Parker PJ, Justilien V, Riou P, et al.
Atypical protein kinase Cι as a human oncogene and therapeutic target.
Biochem Pharmacol. 2014; 88(1):1-11 [PubMed] Article available free on PMC after 09/09/2015 Related Publications
Protein kinase inhibitors represent a major class of targeted therapeutics that has made a positive impact on treatment of cancer and other disease indications. Among the promising kinase targets for further therapeutic development are members of the Protein Kinase C (PKC) family. The PKCs are central components of many signaling pathways that regulate diverse cellular functions including proliferation, cell cycle, differentiation, survival, cell migration, and polarity. Genetic manipulation of individual PKC isozymes has demonstrated that they often fulfill distinct, nonredundant cellular functions. Participation of PKC members in different intracellular signaling pathways reflects responses to varying extracellular stimuli, intracellular localization, tissue distribution, phosphorylation status, and intermolecular interactions. PKC activity, localization, phosphorylation, and/or expression are often altered in human tumors, and PKC isozymes have been implicated in various aspects of transformation, including uncontrolled proliferation, migration, invasion, metastasis, angiogenesis, and resistance to apoptosis. Despite the strong relationship between PKC isozymes and cancer, to date only atypical PKCiota has been shown to function as a bona fide oncogene, and as such is a particularly attractive therapeutic target for cancer treatment. In this review, we discuss the role of PKCiota in transformation and describe mechanism-based approaches to therapeutically target oncogenic PKCiota signaling in cancer.

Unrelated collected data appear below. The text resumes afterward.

PR #2788, opened 2026-04-27
  Pipeline proof aggregation.

bkolad:
# Description

 This PR pipelines the aggregated-proof workflow so the prover can keep ingesting STF infos while the previous aggregation/publication is in flight.

Before this change, the flow was more serialized than it needed to be.
Assume aggregated_proof_block_jump = 5:

  1. For each proof window, we would submit up to 5 batch-proof jobs.
  2. Once those 5 batch proofs were finished, we would start aggregate-proof generation.
  3. Only after aggregate-proof generation completed would we start submitting the next 5 batch proofs.

  The key observation is that steps 2 and 3 do not actually depend on each other. While one aggregate proof is being generated and published, we can already start proving the next batch window. This PR fixes exactly that: ZkProofManager now overlaps
  batch-proof production with aggregate-proof generation, so both stages can run in parallel.

  This PR also changes the worker-count logic to num_threads = 2 * aggregated_proof_block_jump + 1.

  Previously, num_threads defaulted to num_cpus, which on the dev machine was 97. That was too aggressive for the network prover: the remote service could not keep up, and we were frequently hitting invalid nonce errors due to excessive parallel
  submissions.

  With aggregated_proof_block_jump = 5, the new setting gives num_threads = 11, so we submit at most 11 proving jobs in parallel. That has been a much more reasonable limit so far, though this value is still a tuning parameter and can be adjusted further
  if needed.

## Linked Issues
- Related to #2551

### DIFF
--- a/crates/full-node/full-node-configs/src/runner.rs
+++ b/crates/full-node/full-node-configs/src/runner.rs
@@ -139,6 +139,15 @@ fn default_eager_proof_submission() -> bool {
     true
 }
 
+impl<Address> ProofManagerConfig<Address> {
+    /// Number of prover threads required to fully pipeline aggregation:
+    /// `2 * aggregated_proof_block_jump + 1` covers inner proofs for the
+    /// current and next batch plus one outer-aggregation worker.
+    pub fn prover_thread_count(&self) -> usize {
+        2 * self.aggregated_proof_block_jump.get() + 1
+    }
+}
+
 /// Rollup Configuration
 #[derive(Debug, Clone, Deserialize, Serialize, JsonSchema)]
 #[schemars(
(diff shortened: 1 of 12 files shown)


crates/full-node/full-node-configs/src/runner.rs
```diff
@@ -139,6 +139,15 @@ fn default_eager_proof_submission() -> bool {
     true
 }
 
+impl<Address> ProofManagerConfig<Address> {
+    /// Number of prover threads required to fully pipeline aggregation:
+    /// `2 * aggregated_proof_block_jump + 1` covers inner proofs for the
+    /// current and next batch plus one outer-aggregation worker.
+    pub fn prover_thread_count(&self) -> usize {
+        2 * self.aggregated_proof_block_jump.get() + 1
```
ross-weir, line 147: If we decide to use a big jump we could run into this again:

> Previously, num_threads defaulted to num_cpus, which on the dev machine was 97. That was too aggressive for the network prover: the remote service could not keep up, and we were frequently hitting invalid nonce errors due to excessive parallel
submissions.

Is it worth protecting against?

ross-weir (approved):

crates/full-node/full-node-configs/src/runner.rs
bkolad: I think let's leave it for now and if we hit it then we implement a smarte heuristics in prover_thread_count

PR #17980, opened 2022-11-09
feat: taosbenchmark support query fails then continue

sangshuduo:


sangshuduo:
already passed test in taos-tools github actions

PR #17981, opened 2022-11-09
feat: taosbenchmark support query fails then continue for 2.6

sangshuduo:


sangshuduo:
already test passed in taos-tools repo

PR #18227, opened 2022-11-17
fix: real path optimization in case of invalid read

kailixu:


kailixu:
Should use 3.0 branch.

PR #18363, opened 2022-11-22
refactor(sync): do not merge this PR!!   just to find which case can not pass.

castermode:


guanshengliang:
You can set the PR to draft to avoid merging

PR #18374, opened 2022-11-22
fix: clear the obsolete data blocks when put data block

kailixu:


kailixu:
Already fixed in #18362

PR #18635, opened 2022-12-02
doc: update grafana version in English doc and modifythe way grafana plugin installed in application doc

sunpe:
…plugin installed in application doc


sangshuduo (approved):
LGTM

PR #18701, opened 2022-12-05
fix: walSaveMeta ahead of deleting WAL files as gc in walEndSnapshot

bgzhao66:


source/libs/wal/src/walMgmt.c
```diff
@@ -121,7 +121,16 @@ SWal *walOpen(const char *path, SWalCfg *pCfg) {
...
+           pWal->path);
+    goto _err;
+  }
+
+  // init gc
+  pWal->toDeleteFiles = taosArrayInit(8, sizeof(SWalFileInfo));
+  if (pWal->toDeleteFiles == NULL) {
+    wError("vgId:%d, failed to init taosArray of toDeleteFiles due to %s. path:%s", pWal->cfg.vgId, strerror(errno),
+           pWal->path);
     goto _err;
```
cosmic-jc, line 134: totDeleteFiles array is not destroyed

source/libs/wal/src/walWrite.c
```diff
@@ -392,6 +376,26 @@ int32_t walEndSnapshot(SWal *pWal) {
...
+    }
+    walBuildIdxName(pWal, pInfo->firstVer, fnameStr);
+    wDebug("vgId:%d, wal remove file %s", pWal->cfg.vgId, fnameStr);
+    if (taosRemoveFile(fnameStr) < 0 && errno != ENOENT) {
+      ASSERT(0);
+    }
+  }
+  taosArrayClear(pWal->toDeleteFiles);
+
 END:
```
cosmic-jc, line 394: will it be better to put array clear after end label?

source/libs/wal/src/walWrite.c
```diff
@@ -350,34 +351,17 @@ int32_t walEndSnapshot(SWal *pWal) {
...
-    }
 
   UPDATE_META:
     // make new array, remove files
-    taosArrayPopFrontBatch(pWal->fileInfoSet, actualDelete);
+    taosArrayPopFrontBatch(pWal->fileInfoSet, deleteCnt);
     if (taosArrayGetSize(pWal->fileInfoSet) == 0) {
       pWal->writeCur = -1;
-      pWal->vers.firstVer = -1;
+      pWal->vers.firstVer = pWal->vers.lastVer + 1;
```
cosmic-jc, line 359: if all files are deleted, first version should be set to -1

cosmic-jc (approved):

source/libs/wal/src/walMgmt.c
bgzhao66: resolved.

source/libs/wal/src/walWrite.c
bgzhao66: Next time, the partial cleaned WAL files as gc are to be cleaned in next attempt.

source/libs/wal/src/walWrite.c
bgzhao66: the close-open interval [) is for an empty set.

guanshengliang (approved):

PR #19078, opened 2022-12-22
Fix/xsren/td 20817 mac fqdn

facetosea:


source/os/src/osSysinfo.c
```diff
@@ -1007,6 +1007,11 @@ SysNameInfo taosGetSysNameInfo() {
     tstrncpy(info.machine, uts.machine, sizeof(info.machine));
   }
 
+  char     localHostName[512];
+  taosGetlocalhostname(localHostName, 512);
+  TdCmdPtr pCmd = taosOpenCmd("scutil --get LocalHostName");
```
sangshuduo, line 1015: is there any interface to call for getting localhostname instead of calling external command?

sangshuduo (commented):
see my comment

sangshuduo (approved):
LGTM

Baenke F, Peck B, Miess H, Schulze A
Hooked on fat: the role of lipid synthesis in cancer metabolism and tumour development.
Dis Model Mech. 2013; 6(6):1353-63 [PubMed] Article available free on PMC after 09/09/2015 Related Publications
An increased rate of lipid synthesis in cancerous tissues has long been recognised as an important aspect of the rewired metabolism of transformed cells. However, the contribution of lipids to cellular transformation, tumour development and tumour progression, as well as their potential role in facilitating the spread of cancerous cells to secondary sites, are not yet fully understood. In this article, we review the recent findings that support the importance of lipid synthesis and metabolism in tumorigenesis. Specifically, we explore the role of aberrant lipid biosynthesis in cancer cell migration and invasion, and in the induction of tumour angiogenesis. These processes are crucial for the dissemination of tumour cells and formation of metastases, which constitute the main cause of cancer mortality.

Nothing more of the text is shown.